[[ DATASET ENTRIES open ]]

PR #2510, opened 2026-08-17
Add basic Grafana alerts with Discord and email notifications

asad-miah:
## Purpose

We had no alerting configured in Grafana at all. This adds a starter set of basic, generic k8s health alerts across dev, stg, and prd, notifying both Discord and email, so failures stop going unnoticed until someone happens to check dashboards manually.

## What Changed

- Add a `GrafanaAlertRuleGroup` with 6 starter alerts: pod crash-looping, pod not ready, container OOMKilled, Prometheus scrape target down, TLS cert expiring soon (all cert-manager certs, not just Grafana's own), and PVC almost full.
- Add a shared contact point (`default-notifications`) with Discord and email receivers, and a notification policy routing all alerts to it.
- Discord webhook URL is per-cluster (dev/stg/prd), synced from GCP Secret Manager via a dedicated `ExternalSecret`, since each env can point at its own channel.
- Email reuses the app's existing SMTP credentials (`SMTP_HOST`/`SMTP_USER`/`SMTP_PASSWORD`), synced separately into the `monitoring` namespace. The sender address is a plain literal rather than reusing the app's `FROM_EMAIL`, since that value is formatted for the app's email library (`"Display Name" <email>`) and Grafana's `from_address` field rejects anything but a bare address.
- Alert folder, contact point, notification policy, and rule group live in `base/grafana-resources` since they're identical in every env; only the Discord webhook and SMTP secrets are per-cluster.
- Pinned the Prometheus datasource to a stable `uid: prometheus` so alert rules can reference it deterministically instead of an operator-generated UID.

## Additional Context

Deliberately out of scope for this PR (needs new ServiceMonitors first, tracked as follow-up work): Postgres/Valkey exporter metrics, ingress-nginx request/error-rate metrics, ArgoCD sync/health drift, and External Secrets Operator sync failures.

Manual prerequisite before this can sync successfully in stg/prd: create `stg-grafana-discord-webhook` and `prd-grafana-discord-webhook` in GCP Secret Manager (documented in `kubernetes/monitoring/PREREQUISITES.md`). No new secret is needed for email since it reuses existing app SMTP credentials.

## Testing

Tested end-to-end on dev by temporarily pointing the `dev-grafana-resources` ArgoCD Application at this branch (`argocd app set dev-grafana-resources --revision feature/grafana-dev-alerts` with `dev-base` auto-sync paused, then reverted after testing):
- Confirmed all 6 alert rules, the contact point, notification policy, and folder synced successfully (`AlertGroupSynchronized`/`ContactPointSynchronized` conditions `True`).
- Fired a test notification from the Discord integration and confirmed delivery.
- Fixed a crash caused by an invalid `use_discord_username` type (string vs bool) and a crash caused by an invalid SMTP `from_address` format, both caught during this manual test.
- Verified the contact point now has both `discord` and `email` receivers via Grafana's own provisioning API.
- Verified `kubectl kustomize` renders cleanly for all three environments (dev/stg/prd).


kubernetes/clusters/dev/external-secrets/rhesis-app-secrets.yaml
```diff
@@ -334,6 +334,10 @@ spec:
       remoteRef:
         key: grafana-datasource-password
 
+    - secretKey: GRAFANA_DISCORD_WEBHOOK_URL
```
harry-rhesis: `GRAFANA_DISCORD_WEBHOOK_URL` is synced into the app namespace here, but nothing consumes it. The webhook is already synced into the `monitoring` namespace via the dedicated `discord-webhook-secret.yaml`, which is what the GrafanaContactPoint actually reads.

This widens the blast radius of the secret (readable by any pod mounting the app secret) with no benefit. Same applies to the stg and prd copies. I'd remove all three.

kubernetes/base/grafana-resources/basic-alerts.yaml
```diff
@@ -0,0 +1,242 @@
...
+      execErrState: Error
+      data:
+        - refId: A
+          datasourceUid: prometheus
+          relativeTimeRange:
+            from: 600
+            to: 0
+          model:
+            datasource: { type: prometheus, uid: prometheus }
+            expr: up
```
harry-rhesis: Bare `up` with no label filter matches every scrape target in Prometheus, including internal ones (etcd, kube-scheduler, coredns, node-exporter, etc.) that transiently fail or aren't reachable depending on cluster setup. Labeled `severity: critical`, this will likely produce noise from targets that aren't operationally relevant.

Consider scoping to namespaces you care about:
```yaml
expr: up{namespace=~"default|monitoring"}
```
Or downgrade to `severity: warning` and increase `for:` to 10m to filter transient blips.

kubernetes/base/grafana-resources/basic-alerts.yaml
```diff
@@ -0,0 +1,242 @@
...
+            refId: B
+      labels:
+        severity: critical
+      annotations:
+        summary: "Pod {{ $labels.namespace }}/{{ $labels.pod }} has not been Ready for 10m"
+
+    - uid: rhesis-pod-oomkilled
+      title: Container OOMKilled
+      condition: B
+      for: 0m
```
harry-rhesis, line 103: `for: 0m` means this fires immediately. `kube_pod_container_status_last_terminated_reason{reason="OOMKilled"}` is a gauge that stays 1 until the container's termination status is cleared by a new restart. With a 5m evaluation interval, this will re-fire every interval for the same OOM event, generating repeated notifications even if the issue was already addressed.

Consider bumping to `for: 5m` to match the evaluation interval. Or, if the intent is truly instant notification, add a note explaining the trade-off.

kubernetes/base/grafana-resources/basic-alerts.yaml
```diff
@@ -0,0 +1,242 @@
...
+            type: threshold
+            expression: A
+            conditions:
+              - evaluator: { type: gt, params: [3] }
+                operator: { type: and }
+                query: { params: [] }
+                reducer: { type: last, params: [] }
+            refId: B
+      labels:
+        severity: critical
```
harry-rhesis, line 56: Five of six alerts are `severity: critical`. When almost everything is critical, the label stops being useful for triage.

Suggestion: reserve `critical` for crash-looping and OOMKilled (actively failing). Downgrade `scrape-target-down` (often transient), `pod-not-ready` (10m not-ready is often a rolling deploy), and `pvc-almost-full` (10% free is a "you should look" signal, not a pager) to `warning`. This also sets you up to route `critical` to Discord and `warning` to email-only later.

kubernetes/base/grafana-resources/contact-point.yaml
```diff
@@ -0,0 +1,25 @@
...
+        use_discord_username: true
+      valuesFrom:
+        - targetPath: url
+          valueFrom:
+            secretKeyRef:
+              name: grafana-discord-webhook
+              key: url
+    - type: email
+      settings:
+        addresses: hello@rhesis.ai
```
harry-rhesis: `hello@rhesis.ai` is hardcoded here and also in `grafana-instance.yaml` as `GF_SMTP_FROM_ADDRESS`. If this address changes, two files in different directories need updating. Not blocking, but worth being aware of.

harry-rhesis (commented):
Nice work, Asad. This is a solid starter alert set and the base/overlay structure is clean. A few things to consider below.

**What looks good:**
- Sync-wave ordering (ExternalSecrets at 0, folder + contact point at 1, rules + policy at 2) avoids race conditions.
- Pinning `uid: prometheus` on the datasource so alert rules can reference it deterministically is the right call.
- Secrets handled properly via GCP Secret Manager / ExternalSecrets with `creationPolicy: Owner`, nothing inline.
- Good docs in PREREQUISITES.md and clear inline comments explaining non-obvious decisions (like why `FROM_EMAIL` can't be reused).
- Thorough testing on dev, and catching the bool/from_address bugs during that test.

kubernetes/clusters/dev/external-secrets/rhesis-app-secrets.yaml
asad-miah: Good catch — confirmed nothing reads `GRAFANA_DISCORD_WEBHOOK_URL` from `rhesis-app-secrets` in any namespace. Removed all three copies (dev/stg/prd) in 7fe31167e. The webhook still syncs from the same GSM key via `discord-webhook-secret.yaml` directly into `monitoring`, which is what `GrafanaContactPoint` actually reads.

kubernetes/base/grafana-resources/basic-alerts.yaml
asad-miah: Confirmed this live on dev — coredns currently shows 2/2 targets down (GKE's managed CoreDNS doesn't expose its metrics port the way kube-prometheus-stack's default ServiceMonitor expects; DNS itself is fine). This would have paged `critical` on the very first evaluation after merge. Fixed in 7fe31167e: excluded `job="coredns"`, bumped `for` to 10m, and downgraded to `warning`.

kubernetes/base/grafana-resources/basic-alerts.yaml
asad-miah: You're right that this doesn't resolve on its own. Bumping `for:` alone wouldn't actually fix it though — `kube_pod_container_status_last_terminated_reason` stays 1 indefinitely, so it'd still re-notify every `repeat_interval` (4h) for a stale event. Went with joining against `increase(kube_pod_container_status_restarts_total[10m])` instead, so the alert self-clears ~10-15m after the actual OOM event rather than never. Fixed in 7fe31167e.

kubernetes/base/grafana-resources/basic-alerts.yaml
asad-miah: Agreed, done in 7fe31167e — kept `critical` on crash-loop and OOMKilled only, downgraded pod-not-ready, scrape-target-down, and PVC-almost-full to `warning`.

kubernetes/base/grafana-resources/contact-point.yaml
asad-miah: Fixed properly in 119003df4 rather than left as a known tradeoff — added a `grafana-alert-email` ConfigMap in `base/grafana-resources/kustomization.yaml` and pointed both `grafana-instance.yaml` (`GF_SMTP_FROM_ADDRESS`) and `contact-point.yaml` (email receiver) at it via kustomize `replacements`, same pattern already used for `grafana-hostname`/`grafana-root-url`. Now it's defined once.

asad-miah:
Addressed both leftovers from the approval review in 8963d523f:

- Fixed the stale "dev only" header comment in `basic-alerts.yaml` — leftover from before the file moved to `base/`.
- `pod-not-ready` now excludes pods in `Succeeded`/`Failed` phase (`unless on (namespace, pod) (kube_pod_status_phase{phase=~"Succeeded|Failed"} == 1)`), so a completed Job/CronJob pod lingering past its TTL won't false-positive as not-ready. No live evidence of this firing yet, but this cluster does run one-off Jobs (e.g. the license-issuer workflow via arc-runner-dev), so worth closing proactively.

[[ DATASET ENTRIES closed ]]

● YOUR GOAL: Among the lines above, show every one that contains the string "failures".

● ANSWER SECTION:
We had no alerting configured in Grafana at all. This adds a starter set of basic, generic k8s health alerts across dev, stg, and prd, notifying both Discord and email, so failures stop going unnoticed until someone happens to check dashboards manually.
Deliberately out of scope for this PR (needs new ServiceMonitors first, tracked as follow-up work): Postgres/Valkey exporter metrics, ingress-nginx request/error-rate metrics, ArgoCD sync/health drift, and External Secrets Operator sync failures.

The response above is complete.